Persistent magnetic coherence in magnets
磁性体における存続する磁気コヒーレンス
巻内 崇彦*; 日置 友智*; 清水 祐樹*; 星 幸治郎*; Elyasi, M.*; 山本 慧 ; 横井 直人*; Serga, A. A.*; Hillebrands, B.*; Bauer, G. E. W.*; 齊藤 英治*
Makiuchi, Takahiko*; Hioki, Tomosato*; Shimizu, Hiroki*; Hoshi, Kojiro*; Elyasi, M.*; Yamamoto, Kei; Yokoi, Naoto*; Serga, A. A.*; Hillebrands, B.*; Bauer, G. E. W.*; Saito, Eiji*
When excited, a magnetization in a magnet precesses around the field in an anticlockwise manner on a time scale governed by viscous magnetization damping, after which any information carried by the initial actuation seems to be lost.

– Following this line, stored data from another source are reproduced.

PR #2220, opened 2019-06-17
get_tx_key fixes for Trezor

ph4r05:
- do not display tx key for Trezor-based wallets in the Transaction history by default. It required device roundtrip with confirmation which made browsing the history unusable.  
- async behavior: getTxKey, get tx info, get tx proof
- fixes issue https://github.com/monero-project/monero-gui/issues/2183
- fixes the deadlock issues
- requires https://github.com/monero-project/monero/pull/5662 to work correctly (otherwise, zeros are returned, async nature cannot be tested, proofs don't work, etc...). However, it compiles without it and this PR can be merged before the monero-core PR is merged and submodule updated.

Screenshot 2019-06-17 at 16 05 09

### DIFF
--- a/main.qml
+++ b/main.qml
@@ -1003,11 +1003,21 @@ ApplicationWindow {
                     ", address: ", address,
                     ", message: ", message);
 
-        var result;
+        function spendProofFallback(txid, result){
+            if (!result || result.indexOf("error|") === 0) {
+                currentWallet.getSpendProofAsync(txid, message, txProofComputed);
+            } else {
+                txProofComputed(txid, result);
+            }
+        }
+
         if (address.length > 0)
-            result = currentWallet.getTxProof(txid, address, message);
-        if (!result || result.indexOf("error|") === 0)
-            result = currentWallet.getSpendProof(txid, message);
+            currentWallet.getTxProofAsync(txid, address, message, spendProofFallback);
+        else
+            spendProofFallback(txid, null);
+    }
+
+    function txProofComputed(txid, result){
         informationPopup.title  = qsTr("Payment proof") + translationManager.emptyString;
         if (result.indexOf("error|") === 0) {
             var errorString = result.split("|")[1];
--- a/pages/History.qml
+++ b/pages/History.qml
@@ -1576,16 +1576,16 @@ Rectangle {
 
     function getTxKey(hash, elem){
         if (elem.parent.state != 'ready'){
-            var txKey = currentWallet.getTxKey(hash)
-            elem.parent.text = txKey ? txKey : '-';
-            elem.parent.state = 'ready';
+            currentWallet.getTxKeyAsync(hash, function(hash, txKey) {
+                elem.parent.text = txKey ? txKey : '-';
+                elem.parent.state = 'ready';
+            });
         }
 
         toClipboard(elem.parent.text);
     }
 
     function showTxDetails(hash, paymentId, destinations, subaddrAccount, subaddrIndex){
-        var tx_key = currentWallet.getTxKey(hash)
         var tx_note = currentWallet.getUserNote(hash)
         var rings = currentWallet.getRings(hash)
         var address_label = subaddrIndex == 0 ? (qsTr("Primary address") + translationManager.emptyString) : currentWallet.getSubaddressLabel(subaddrAccount, subaddrIndex)
@@ -1593,10 +1593,12 @@ Rectangle {
         if (rings)
             rings = rings.replace(/\|/g, '\n')
 
-        informationPopup.title = qsTr("Transaction details") + translationManager.emptyString;
-        informationPopup.content = buildTxDetailsString(hash, paymentId, tx_key, tx_note, destinations, rings, address, address_label);
-        informationPopup.onCloseCallback = null
-        informationPopup.open();
+        currentWallet.getTxKeyAsync(hash, function(hash, tx_key) {
+            informationPopup.title = qsTr("Transaction details") + translationManager.emptyString;
+            informationPopup.content = buildTxDetailsString(hash, paymentId, tx_key, tx_note, destinations, rings, address, address_label);
+            informationPopup.onCloseCallback = null
+            informationPopup.open();
+        });
     }
 
     function showTxProof(hash, paymentId, destinations, subaddrAccount, subaddrIndex){
--- a/pages/History.qml
+++ b/pages/History.qml
@@ -1099,17 +1099,13 @@ Rectangle {
                             MoneroComponents.TextPlain {
                                 font.family: MoneroComponents.Style.fontRegular.name
                                 font.pixelSize: 15
-                                text: {
-                                    var txKey = currentWallet.getTxKey(hash)
-                                    if(txKey) return txKey;
-                                    else return "-"
-                                }
-
+                                text: qsTr("Click to reveal")
                                 color: MoneroComponents.Style.defaultFontColor
                                 anchors.verticalCenter: parent.verticalCenter
+                                state: "txkey_hidden"
 
                                 MouseArea {
-                                    state: "copyable"
+                                    state: "copyable_txkey"
                                     anchors.fill: parent
                                     hoverEnabled: true
                                     onEntered: parent.color = MoneroComponents.Style.orange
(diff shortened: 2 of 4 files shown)


ph4r05:
@xiphon what do you think? It is PoC but it works quite nice already. I am open to improvement suggestions :)

src/libwalletqt/Wallet.h
```diff
@@ -178,6 +179,10 @@ class Wallet : public QObject
     Q_INVOKABLE QString getSubaddressLabel(quint32 accountIndex, quint32 addressIndex) const;
     Q_INVOKABLE void setSubaddressLabel(quint32 accountIndex, quint32 addressIndex, const QString &label);
 
+    //! hw-device backed wallets
+    Q_INVOKABLE bool isHwBacked() const;
```
xiphon: Seems it is not used anywhere

pages/History.qml
```diff
@@ -1095,11 +1095,20 @@ Rectangle {
                             color: "transparent"
                             Layout.fillWidth: true
                             Layout.preferredHeight: 20
+                            state: "ready"
 
                             MoneroComponents.TextPlain {
                                 font.family: MoneroComponents.Style.fontRegular.name
                                 font.pixelSize: 15
                                 text: {
+                                    if (currentWallet.isTrezorBacked()){
```
xiphon: Consider to move this to `Component.onCompleted`

src/libwalletqt/Wallet.cpp
```diff
@@ -657,9 +668,24 @@ QString Wallet::getUserNote(const QString &txid) const
   return QString::fromStdString(m_walletImpl->getUserNote(txid.toStdString()));
 }
 
-QString Wallet::getTxKey(const QString &txid) const
+QString Wallet::getCachedTxKey(const QString &txid) const
 {
-  return QString::fromStdString(m_walletImpl->getTxKey(txid.toStdString()));
+    return m_txKeyCache.contains(txid) ? m_txKeyCache[txid] : QString();
```
xiphon:
```suggestion
    return m_txKeyCache.value(txid, "");
```

pages/History.qml
ph4r05: do you mean just the `currentWallet.isTrezorBacked()` check?

xiphon:
@ph4r05 

> * cache tx_keys recovered by Trezor for smooth user experience (don't do the same work twice, e.g., when user is browsing transaction history)
> * do not display tx key for Trezor-based wallets in the Transaction history by default. It required device roundtrip with confirmation which made browsing the history unusable.

definitely like the idea

pages/History.qml
xiphon: Nvm, let's keep it as is

src/libwalletqt/Wallet.cpp
```diff
@@ -657,9 +662,24 @@ QString Wallet::getUserNote(const QString &txid) const
...
-QString Wallet::getTxKey(const QString &txid) const
+QString Wallet::getCachedTxKey(const QString &txid) const
+{
+    return m_txKeyCache.value(txid);
+}
+
+QString Wallet::getTxKey(const QString &txid)
 {
-  return QString::fromStdString(m_walletImpl->getTxKey(txid.toStdString()));
+    if (m_txKeyCache.contains(txid))
```
xiphon: reuse getCachedTxKey

xiphon:
Have another idea based on this one.

Taken security measures in consideration i think we should always display "Click to reveal" link instead of tx keys for all wallets (not just Trezor-based).
Using this approach we don't need to cache the keys, it is highly unlikely that a user would like to fetch the same tx key twice.

@ph4r05 
Would you like to do this? If no, just let me know

ph4r05:
@xiphon: I've updated the PR to the form you proposed. It is nice to have uniform UX.

ph4r05:
xiphon: I've been thinking about making it async already so it has proper UX and come to this...

Pls check this out whether it is OK for you, if yes, I can squash it and alter PR description and commit message. 

I've used a different async concept rather than signals, which are quite hard to use with UI elements. The resulting code would be a bit complicated. So I've created async methods which take `QJSValue`  as the last parameter in the `Wallet.h`. If the parameter is callable it is considered as a callback. This simplified async design quite a lot IMO. 

Pls let me know what do you think.

src/libwalletqt/Wallet.cpp
```diff
@@ -662,6 +662,26 @@ QString Wallet::getTxKey(const QString &txid) const
...
+    auto watcher = new QFutureWatcher<QString>();
+
+    connect(watcher, &QFutureWatcher<QString>::finished,
+            this, [this, watcher, txid, ref]() {
+          QFuture<QString> future = watcher->future();
+          watcher->deleteLater();
+
+          auto txKey = future.result();
+          if (ref.isCallable()){
+              QJSValue cb(ref);
```
ph4r05: Copy is required as param is a const reference and `call()` method is not const in Qt5 (there is a comment it should be const in Qt6). AFAIK this is usual practice.

src/libwalletqt/Wallet.cpp
```diff
@@ -662,6 +662,26 @@ QString Wallet::getTxKey(const QString &txid) const
...
+              cb.call(QJSValueList {txid, txKey});
+          }
+          emit txKeyReceived(txid, txKey, ref);
```
ph4r05: For greater flexilibity I've added standard signal which is triggered anyway. The last parameter can be aux value (e.g., UI element, related information) if it is not used as a callback.

src/libwalletqt/Wallet.h
```diff
@@ -348,6 +352,9 @@ class Wallet : public QObject
     void deviceButtonPressed();
     void transactionCommitted(bool status, PendingTransaction *t, QStringList txid);
     void heightRefreshed(quint64 walletHeight, quint64 daemonHeight, quint64 targetHeight) const;
+    void txKeyReceived(const QString &txId, const QString &txKey, const QJSValue &ref) const;
```
xiphon: Would prefer to drop these unused signals.

src/libwalletqt/Wallet.cpp
xiphon: Think we won't ever need this. Callbacks are flexible enough

src/libwalletqt/Wallet.cpp
```diff
@@ -699,6 +739,26 @@ Q_INVOKABLE QString Wallet::getSpendProof(const QString &txid, const QString &me
     return QString::fromStdString(result);
 }
 
+void Wallet::getSpendProofAsync(const QString &txid, const QString &message, const QJSValue &ref) const
+{
+  QFuture<QString> future = QtConcurrent::run(this, &Wallet::getSpendProof, txid, message);
+  auto watcher = new QFutureWatcher<QString>();
```
xiphon:
```suggestion
  auto watcher = new QFutureWatcher<QString>(this);
```

src/libwalletqt/Wallet.cpp
```diff
@@ -680,6 +700,26 @@ QString Wallet::getTxProof(const QString &txid, const QString &address, const QS
     return QString::fromStdString(result);
 }
 
+void Wallet::getTxProofAsync(const QString &txid, const QString &address, const QString &message, const QJSValue &ref) const
+{
+    QFuture<QString> future = QtConcurrent::run(this, &Wallet::getTxProof, txid, address, message);
+    auto watcher = new QFutureWatcher<QString>();
```
xiphon:
```suggestion
    auto watcher = new QFutureWatcher<QString>(this);
```

src/libwalletqt/Wallet.cpp
```diff
@@ -662,6 +662,26 @@ QString Wallet::getTxKey(const QString &txid) const
   return QString::fromStdString(m_walletImpl->getTxKey(txid.toStdString()));
 }
 
+void Wallet::getTxKeyAsync(const QString &txid, const QJSValue &ref) const
+{
+    QFuture<QString> future = QtConcurrent::run(this, &Wallet::getTxKey, txid);
+    auto watcher = new QFutureWatcher<QString>();
```
xiphon:
```suggestion
    auto watcher = new QFutureWatcher<QString>(this);
```

main.qml
```diff
@@ -1003,11 +1003,21 @@ ApplicationWindow {
                     ", address: ", address,
                     ", message: ", message);
 
-        var result;
+        var spendProofFallback = (txid, result) => {
```
xiphon: Qt 5.9 doesn't support arrow functions

src/libwalletqt/Wallet.cpp
ph4r05: QFutureWatcher takes non-const QObject as a parent. In order to do this I had to make getSpendProofAsync non-const

ph4r05:
@xiphon I've made the modifications, pls check if it is OK

pages/History.qml
```diff
@@ -1577,19 +1574,32 @@ Rectangle {
         }
     }
 
+    function getTxKey(hash, elem){
+        if (elem.parent.state != 'ready'){
+            currentWallet.getTxKeyAsync(hash, function(hash, txKey) {
+                elem.parent.text = txKey ? txKey : '-';
+                elem.parent.state = 'ready';
+                toClipboard(txKey);
```
xiphon:
```suggestion
                toClipboard(txKey);
```

xiphon:
@ph4r05 

Looks okay, just one last thing https://github.com/monero-project/monero-gui/pull/2220#discussion_r295783325

ph4r05:
Done :)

The damping appears to be a fundamental bottleneck for the use of magnets in information processing. Nevertheless, here we demonstrate recall of the magnetization-precession phase after times that far exceed the damping time scale by two orders of magnitude using dedicated two-colour microwave pump-and-probe experiments for a YFeO microstructured film. Time- resolved magnetization state tomography confirms the magnetic persistent coherence (MPC) by revealing a double-exponential decay of the magnetization correlation. We attribute MPC to a feedback effect, viz. coherent coupling of the uniform precession with long-lived excitations at the minima of the spin-wave dispersion relation. Our finding liberates magnetic systems from the strong damping in nanostructures tyranny that limits their use in coherent information storage and processing.